INFORMATION SUPPLIED
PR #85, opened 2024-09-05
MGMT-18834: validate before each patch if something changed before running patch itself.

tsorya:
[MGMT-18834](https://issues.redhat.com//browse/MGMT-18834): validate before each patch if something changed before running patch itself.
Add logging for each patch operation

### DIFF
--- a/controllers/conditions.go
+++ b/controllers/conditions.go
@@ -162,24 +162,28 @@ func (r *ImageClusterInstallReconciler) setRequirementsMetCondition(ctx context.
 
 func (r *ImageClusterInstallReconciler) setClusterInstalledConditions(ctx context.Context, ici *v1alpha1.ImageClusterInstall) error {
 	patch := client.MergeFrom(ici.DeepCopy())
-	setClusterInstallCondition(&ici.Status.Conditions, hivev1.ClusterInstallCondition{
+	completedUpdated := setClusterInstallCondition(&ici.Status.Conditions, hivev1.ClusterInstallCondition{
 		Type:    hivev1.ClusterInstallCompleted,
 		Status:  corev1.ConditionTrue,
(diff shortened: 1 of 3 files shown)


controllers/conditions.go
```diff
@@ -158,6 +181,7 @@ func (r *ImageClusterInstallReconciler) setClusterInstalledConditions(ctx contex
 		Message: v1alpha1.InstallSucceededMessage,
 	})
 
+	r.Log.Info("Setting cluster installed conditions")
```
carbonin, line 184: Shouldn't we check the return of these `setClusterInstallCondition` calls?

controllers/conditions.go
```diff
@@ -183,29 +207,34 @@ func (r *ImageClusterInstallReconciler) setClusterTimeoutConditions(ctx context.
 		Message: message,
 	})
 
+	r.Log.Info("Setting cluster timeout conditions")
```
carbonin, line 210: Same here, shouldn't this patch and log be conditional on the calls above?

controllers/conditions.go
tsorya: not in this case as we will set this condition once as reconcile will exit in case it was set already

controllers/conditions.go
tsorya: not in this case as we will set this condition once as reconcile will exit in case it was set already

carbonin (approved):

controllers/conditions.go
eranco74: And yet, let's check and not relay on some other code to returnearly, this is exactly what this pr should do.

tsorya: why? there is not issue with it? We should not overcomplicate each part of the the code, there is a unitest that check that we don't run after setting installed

...

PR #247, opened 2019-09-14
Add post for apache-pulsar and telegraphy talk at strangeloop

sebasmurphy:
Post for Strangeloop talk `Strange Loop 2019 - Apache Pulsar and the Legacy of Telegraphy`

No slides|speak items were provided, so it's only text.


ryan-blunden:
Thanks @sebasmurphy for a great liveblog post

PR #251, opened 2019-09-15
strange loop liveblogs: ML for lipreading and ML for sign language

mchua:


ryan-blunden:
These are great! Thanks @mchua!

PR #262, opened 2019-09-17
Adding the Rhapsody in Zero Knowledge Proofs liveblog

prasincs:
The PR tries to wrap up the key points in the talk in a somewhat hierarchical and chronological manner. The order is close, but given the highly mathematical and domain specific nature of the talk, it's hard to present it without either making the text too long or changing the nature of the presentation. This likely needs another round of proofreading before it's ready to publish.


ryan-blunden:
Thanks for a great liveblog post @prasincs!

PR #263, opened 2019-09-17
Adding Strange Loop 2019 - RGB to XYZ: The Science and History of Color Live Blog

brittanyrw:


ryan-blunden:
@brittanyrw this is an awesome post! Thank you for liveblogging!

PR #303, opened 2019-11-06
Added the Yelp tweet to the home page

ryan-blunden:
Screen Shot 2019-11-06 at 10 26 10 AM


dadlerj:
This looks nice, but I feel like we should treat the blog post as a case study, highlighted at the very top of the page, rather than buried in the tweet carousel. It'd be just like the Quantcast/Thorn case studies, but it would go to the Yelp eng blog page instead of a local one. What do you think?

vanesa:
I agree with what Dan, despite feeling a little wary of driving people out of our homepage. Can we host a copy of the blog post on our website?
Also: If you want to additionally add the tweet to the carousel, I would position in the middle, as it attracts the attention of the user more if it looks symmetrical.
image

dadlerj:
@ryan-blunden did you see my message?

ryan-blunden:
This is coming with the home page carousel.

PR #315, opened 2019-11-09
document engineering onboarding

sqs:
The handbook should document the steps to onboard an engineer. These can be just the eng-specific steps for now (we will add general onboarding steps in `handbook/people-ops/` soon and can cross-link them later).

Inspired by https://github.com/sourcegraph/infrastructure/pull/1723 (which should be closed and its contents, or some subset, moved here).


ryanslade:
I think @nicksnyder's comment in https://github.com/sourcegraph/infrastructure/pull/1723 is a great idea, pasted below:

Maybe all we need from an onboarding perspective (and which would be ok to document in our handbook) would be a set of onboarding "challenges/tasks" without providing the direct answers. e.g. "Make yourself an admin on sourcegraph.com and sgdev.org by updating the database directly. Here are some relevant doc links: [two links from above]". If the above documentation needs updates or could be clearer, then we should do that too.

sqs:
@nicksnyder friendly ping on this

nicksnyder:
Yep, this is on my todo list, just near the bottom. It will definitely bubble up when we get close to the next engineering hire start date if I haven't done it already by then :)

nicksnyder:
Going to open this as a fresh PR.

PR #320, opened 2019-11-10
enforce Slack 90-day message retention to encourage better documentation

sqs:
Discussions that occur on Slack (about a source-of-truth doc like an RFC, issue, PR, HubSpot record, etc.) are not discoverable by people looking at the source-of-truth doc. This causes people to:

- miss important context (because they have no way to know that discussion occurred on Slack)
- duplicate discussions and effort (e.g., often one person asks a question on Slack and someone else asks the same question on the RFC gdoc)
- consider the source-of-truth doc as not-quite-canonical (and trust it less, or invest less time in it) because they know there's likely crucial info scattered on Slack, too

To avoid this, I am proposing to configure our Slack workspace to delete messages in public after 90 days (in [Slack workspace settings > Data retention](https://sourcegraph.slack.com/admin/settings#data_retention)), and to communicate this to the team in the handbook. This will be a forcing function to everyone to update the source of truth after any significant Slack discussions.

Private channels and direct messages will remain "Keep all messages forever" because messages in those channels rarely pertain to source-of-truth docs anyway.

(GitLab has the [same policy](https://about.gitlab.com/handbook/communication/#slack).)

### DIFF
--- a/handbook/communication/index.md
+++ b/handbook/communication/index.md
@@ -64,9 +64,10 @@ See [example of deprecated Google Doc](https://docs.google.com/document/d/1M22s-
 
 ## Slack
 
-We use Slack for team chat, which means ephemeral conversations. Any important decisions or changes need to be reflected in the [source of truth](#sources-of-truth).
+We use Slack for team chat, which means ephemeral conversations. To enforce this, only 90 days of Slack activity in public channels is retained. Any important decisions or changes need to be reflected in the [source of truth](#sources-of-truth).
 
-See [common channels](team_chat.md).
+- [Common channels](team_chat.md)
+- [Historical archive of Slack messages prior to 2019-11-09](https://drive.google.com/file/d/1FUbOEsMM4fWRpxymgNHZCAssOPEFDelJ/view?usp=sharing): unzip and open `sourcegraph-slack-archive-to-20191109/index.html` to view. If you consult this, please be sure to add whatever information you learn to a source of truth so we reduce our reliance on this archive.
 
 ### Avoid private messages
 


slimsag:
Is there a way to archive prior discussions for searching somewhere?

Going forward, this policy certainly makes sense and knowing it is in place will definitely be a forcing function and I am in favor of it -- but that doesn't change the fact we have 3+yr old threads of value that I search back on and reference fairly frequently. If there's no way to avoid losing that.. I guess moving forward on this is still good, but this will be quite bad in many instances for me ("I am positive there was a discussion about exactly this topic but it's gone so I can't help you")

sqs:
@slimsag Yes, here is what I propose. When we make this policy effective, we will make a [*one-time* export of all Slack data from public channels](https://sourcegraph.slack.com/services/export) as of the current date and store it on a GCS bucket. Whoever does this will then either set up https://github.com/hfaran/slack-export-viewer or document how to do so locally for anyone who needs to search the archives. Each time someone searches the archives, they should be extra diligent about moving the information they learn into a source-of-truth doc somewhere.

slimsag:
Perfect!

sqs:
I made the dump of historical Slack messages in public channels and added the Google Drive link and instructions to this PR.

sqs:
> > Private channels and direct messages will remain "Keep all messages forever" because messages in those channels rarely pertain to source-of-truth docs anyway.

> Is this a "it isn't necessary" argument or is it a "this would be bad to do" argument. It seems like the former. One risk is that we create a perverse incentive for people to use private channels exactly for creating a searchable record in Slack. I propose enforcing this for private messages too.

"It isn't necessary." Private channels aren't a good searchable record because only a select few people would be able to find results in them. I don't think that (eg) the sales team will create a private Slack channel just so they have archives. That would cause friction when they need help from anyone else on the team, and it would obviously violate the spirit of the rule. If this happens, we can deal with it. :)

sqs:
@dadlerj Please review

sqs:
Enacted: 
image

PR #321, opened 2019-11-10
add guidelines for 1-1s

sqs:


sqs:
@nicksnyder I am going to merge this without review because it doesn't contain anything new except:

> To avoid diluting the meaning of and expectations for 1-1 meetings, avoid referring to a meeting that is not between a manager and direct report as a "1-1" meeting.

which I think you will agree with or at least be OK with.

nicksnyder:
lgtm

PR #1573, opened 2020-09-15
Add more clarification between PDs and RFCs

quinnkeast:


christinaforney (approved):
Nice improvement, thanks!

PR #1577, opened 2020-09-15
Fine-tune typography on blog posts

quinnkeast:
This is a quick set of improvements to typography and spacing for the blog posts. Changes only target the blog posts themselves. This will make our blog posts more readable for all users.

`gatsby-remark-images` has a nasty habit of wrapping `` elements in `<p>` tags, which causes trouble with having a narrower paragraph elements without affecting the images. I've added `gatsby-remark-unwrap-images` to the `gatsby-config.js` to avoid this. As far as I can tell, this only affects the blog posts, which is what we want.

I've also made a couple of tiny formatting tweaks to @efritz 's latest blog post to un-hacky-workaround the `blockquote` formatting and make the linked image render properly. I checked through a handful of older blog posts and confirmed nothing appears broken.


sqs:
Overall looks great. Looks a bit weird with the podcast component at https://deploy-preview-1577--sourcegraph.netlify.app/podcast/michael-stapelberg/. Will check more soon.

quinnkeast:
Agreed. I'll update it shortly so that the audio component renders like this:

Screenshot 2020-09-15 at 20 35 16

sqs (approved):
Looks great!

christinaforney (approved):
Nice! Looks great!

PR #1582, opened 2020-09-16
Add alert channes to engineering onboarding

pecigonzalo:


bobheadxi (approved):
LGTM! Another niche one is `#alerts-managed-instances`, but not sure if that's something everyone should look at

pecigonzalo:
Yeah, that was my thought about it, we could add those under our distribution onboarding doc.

...

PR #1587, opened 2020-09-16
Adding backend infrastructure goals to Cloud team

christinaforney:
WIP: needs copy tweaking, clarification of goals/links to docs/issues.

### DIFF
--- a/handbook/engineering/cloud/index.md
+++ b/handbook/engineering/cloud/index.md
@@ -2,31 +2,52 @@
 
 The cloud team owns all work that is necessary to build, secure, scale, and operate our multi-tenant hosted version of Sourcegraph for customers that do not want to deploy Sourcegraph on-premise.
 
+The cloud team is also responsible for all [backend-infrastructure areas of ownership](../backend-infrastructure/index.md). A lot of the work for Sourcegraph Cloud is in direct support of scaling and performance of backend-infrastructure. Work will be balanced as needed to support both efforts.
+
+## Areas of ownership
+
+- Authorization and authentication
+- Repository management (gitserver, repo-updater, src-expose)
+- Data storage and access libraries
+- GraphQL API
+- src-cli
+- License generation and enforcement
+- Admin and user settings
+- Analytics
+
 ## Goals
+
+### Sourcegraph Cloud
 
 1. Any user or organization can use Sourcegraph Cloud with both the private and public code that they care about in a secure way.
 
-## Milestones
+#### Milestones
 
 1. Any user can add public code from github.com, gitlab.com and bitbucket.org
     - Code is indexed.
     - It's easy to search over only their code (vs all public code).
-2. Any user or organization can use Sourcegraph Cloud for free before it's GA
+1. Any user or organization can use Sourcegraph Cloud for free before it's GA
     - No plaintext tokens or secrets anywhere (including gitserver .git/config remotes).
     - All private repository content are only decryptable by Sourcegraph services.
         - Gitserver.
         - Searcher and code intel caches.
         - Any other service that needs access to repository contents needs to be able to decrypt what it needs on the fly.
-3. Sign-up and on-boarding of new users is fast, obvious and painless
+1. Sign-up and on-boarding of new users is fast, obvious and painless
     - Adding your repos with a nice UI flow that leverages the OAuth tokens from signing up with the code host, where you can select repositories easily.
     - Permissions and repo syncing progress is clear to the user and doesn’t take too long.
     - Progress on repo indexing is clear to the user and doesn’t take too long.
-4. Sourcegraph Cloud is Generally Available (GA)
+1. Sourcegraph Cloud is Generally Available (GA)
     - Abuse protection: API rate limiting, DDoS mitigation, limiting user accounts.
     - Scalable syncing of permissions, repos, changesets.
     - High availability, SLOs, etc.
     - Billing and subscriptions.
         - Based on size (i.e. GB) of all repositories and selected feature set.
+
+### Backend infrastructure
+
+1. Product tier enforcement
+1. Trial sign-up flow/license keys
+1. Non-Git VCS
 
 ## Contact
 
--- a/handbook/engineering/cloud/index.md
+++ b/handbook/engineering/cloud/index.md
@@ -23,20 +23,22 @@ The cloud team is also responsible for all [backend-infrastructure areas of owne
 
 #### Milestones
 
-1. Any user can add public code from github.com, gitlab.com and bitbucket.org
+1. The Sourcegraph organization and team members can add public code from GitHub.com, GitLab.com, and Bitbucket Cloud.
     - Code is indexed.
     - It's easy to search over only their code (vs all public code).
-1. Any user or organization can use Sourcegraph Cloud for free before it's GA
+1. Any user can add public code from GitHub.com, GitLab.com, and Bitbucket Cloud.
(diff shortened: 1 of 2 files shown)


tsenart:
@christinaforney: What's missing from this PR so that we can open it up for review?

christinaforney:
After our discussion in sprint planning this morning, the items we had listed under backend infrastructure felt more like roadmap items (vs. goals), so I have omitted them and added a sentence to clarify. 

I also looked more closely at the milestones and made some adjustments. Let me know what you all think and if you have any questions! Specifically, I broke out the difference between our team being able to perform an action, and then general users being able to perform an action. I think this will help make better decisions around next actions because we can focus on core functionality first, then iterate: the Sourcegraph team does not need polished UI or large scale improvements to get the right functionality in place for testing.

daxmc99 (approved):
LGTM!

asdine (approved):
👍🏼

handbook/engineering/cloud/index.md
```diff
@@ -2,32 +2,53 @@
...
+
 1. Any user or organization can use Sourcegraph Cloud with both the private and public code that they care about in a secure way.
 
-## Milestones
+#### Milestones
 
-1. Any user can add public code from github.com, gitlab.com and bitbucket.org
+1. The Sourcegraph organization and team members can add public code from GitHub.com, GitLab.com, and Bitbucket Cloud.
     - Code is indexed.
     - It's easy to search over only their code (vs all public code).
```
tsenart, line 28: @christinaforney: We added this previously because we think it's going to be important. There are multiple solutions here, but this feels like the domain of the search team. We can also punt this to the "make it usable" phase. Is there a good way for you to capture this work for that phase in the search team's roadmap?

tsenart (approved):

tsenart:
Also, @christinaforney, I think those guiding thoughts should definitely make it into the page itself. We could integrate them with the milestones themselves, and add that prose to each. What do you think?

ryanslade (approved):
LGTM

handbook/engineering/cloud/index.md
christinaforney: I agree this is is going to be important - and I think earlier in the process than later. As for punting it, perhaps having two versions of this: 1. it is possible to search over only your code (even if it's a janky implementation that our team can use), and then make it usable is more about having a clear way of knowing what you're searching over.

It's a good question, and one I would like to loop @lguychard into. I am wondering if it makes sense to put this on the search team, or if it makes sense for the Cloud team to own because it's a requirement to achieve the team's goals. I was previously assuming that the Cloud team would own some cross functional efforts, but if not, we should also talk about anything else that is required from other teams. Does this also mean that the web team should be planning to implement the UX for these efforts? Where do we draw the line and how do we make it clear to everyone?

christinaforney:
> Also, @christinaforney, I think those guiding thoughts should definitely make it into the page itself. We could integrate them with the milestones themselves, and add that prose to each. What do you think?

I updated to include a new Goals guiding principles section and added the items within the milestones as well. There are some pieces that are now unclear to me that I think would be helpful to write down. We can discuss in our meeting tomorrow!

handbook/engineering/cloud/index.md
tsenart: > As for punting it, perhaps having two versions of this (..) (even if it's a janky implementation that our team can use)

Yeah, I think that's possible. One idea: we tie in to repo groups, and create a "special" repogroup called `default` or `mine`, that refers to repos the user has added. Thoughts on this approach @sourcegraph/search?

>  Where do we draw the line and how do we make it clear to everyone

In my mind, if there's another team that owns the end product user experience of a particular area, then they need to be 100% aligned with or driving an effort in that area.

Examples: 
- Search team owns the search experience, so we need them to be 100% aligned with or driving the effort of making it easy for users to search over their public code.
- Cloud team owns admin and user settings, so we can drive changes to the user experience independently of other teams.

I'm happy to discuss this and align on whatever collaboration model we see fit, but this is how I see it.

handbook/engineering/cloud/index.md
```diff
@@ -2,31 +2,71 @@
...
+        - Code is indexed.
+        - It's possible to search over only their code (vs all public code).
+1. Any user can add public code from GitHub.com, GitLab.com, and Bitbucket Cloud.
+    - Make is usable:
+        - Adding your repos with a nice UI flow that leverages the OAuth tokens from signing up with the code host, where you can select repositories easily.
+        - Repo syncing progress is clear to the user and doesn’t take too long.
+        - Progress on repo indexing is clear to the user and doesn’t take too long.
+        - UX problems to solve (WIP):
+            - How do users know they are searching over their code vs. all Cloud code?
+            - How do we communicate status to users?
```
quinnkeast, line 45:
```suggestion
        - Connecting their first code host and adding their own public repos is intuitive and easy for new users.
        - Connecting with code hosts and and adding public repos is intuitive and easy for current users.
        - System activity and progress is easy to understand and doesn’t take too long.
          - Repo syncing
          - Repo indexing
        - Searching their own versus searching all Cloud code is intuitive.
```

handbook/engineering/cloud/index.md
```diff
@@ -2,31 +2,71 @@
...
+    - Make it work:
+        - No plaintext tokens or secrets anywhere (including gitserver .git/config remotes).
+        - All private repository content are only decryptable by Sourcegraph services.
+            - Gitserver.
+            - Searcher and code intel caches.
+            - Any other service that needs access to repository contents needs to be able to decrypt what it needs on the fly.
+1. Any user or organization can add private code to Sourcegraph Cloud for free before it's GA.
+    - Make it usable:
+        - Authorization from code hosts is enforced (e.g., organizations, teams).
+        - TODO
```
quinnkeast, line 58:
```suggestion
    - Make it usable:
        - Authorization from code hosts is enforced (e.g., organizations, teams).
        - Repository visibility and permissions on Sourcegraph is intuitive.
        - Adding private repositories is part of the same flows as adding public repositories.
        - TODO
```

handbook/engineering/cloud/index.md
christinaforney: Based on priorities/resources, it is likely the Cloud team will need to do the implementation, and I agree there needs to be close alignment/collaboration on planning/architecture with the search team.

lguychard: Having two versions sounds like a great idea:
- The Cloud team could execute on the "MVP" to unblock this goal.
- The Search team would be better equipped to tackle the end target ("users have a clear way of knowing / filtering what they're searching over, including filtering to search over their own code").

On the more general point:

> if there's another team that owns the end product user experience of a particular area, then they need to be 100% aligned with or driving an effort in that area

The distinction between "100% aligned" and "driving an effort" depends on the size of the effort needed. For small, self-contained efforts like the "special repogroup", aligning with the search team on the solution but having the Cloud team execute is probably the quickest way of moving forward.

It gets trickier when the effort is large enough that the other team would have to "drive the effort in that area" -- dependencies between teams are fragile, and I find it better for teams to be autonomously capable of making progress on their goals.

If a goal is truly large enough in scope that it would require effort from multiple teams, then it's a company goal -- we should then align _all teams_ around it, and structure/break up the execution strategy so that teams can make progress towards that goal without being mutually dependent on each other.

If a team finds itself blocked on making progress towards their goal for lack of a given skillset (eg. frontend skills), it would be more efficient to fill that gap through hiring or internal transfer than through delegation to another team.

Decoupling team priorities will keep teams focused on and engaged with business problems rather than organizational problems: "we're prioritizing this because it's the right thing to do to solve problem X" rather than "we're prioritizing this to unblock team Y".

REQUIREMENT
Return, from the data, each line that has the word "draw" in it.

RESULT
It's a good question, and one I would like to loop @lguychard into. I am wondering if it makes sense to put this on the search team, or if it makes sense for the Cloud team to own because it's a requirement to achieve the team's goals. I was previously assuming that the Cloud team would own some cross functional efforts, but if not, we should also talk about anything else that is required from other teams. Does this also mean that the web team should be planning to implement the UX for these efforts? Where do we draw the line and how do we make it clear to everyone?
>  Where do we draw the line and how do we make it clear to everyone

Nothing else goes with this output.